Every line in the data below that has the word "only" should be returned.
>>>>>
PR #2741, opened 2019-11-12
[Report Page] Initial table view

tfrcarvalho:
# Description

* Implements a table view based on react virtualized.
* Currently only for development purposes and guarded by flag.
* Current status: report page only, no corner cases handled (genus shows up blank)

# Tests

* Open show_v2 route on a samples /samples/<smaple_id>/show_v2
* See report table
* Test sorting of all columns (asc and desc)
* Test collapsing genus and species


tfrcarvalho:
> Would it worth exploring Netflix `fast_jsonapi`? ([Netflix/fast_jsonapi](https://github.com/Netflix/fast_jsonapi)).
>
<<<<<
Solved exercise =>
* Currently only for development purposes and guarded by flag.
* Current status: report page only, no corner cases handled (genus shows up blank)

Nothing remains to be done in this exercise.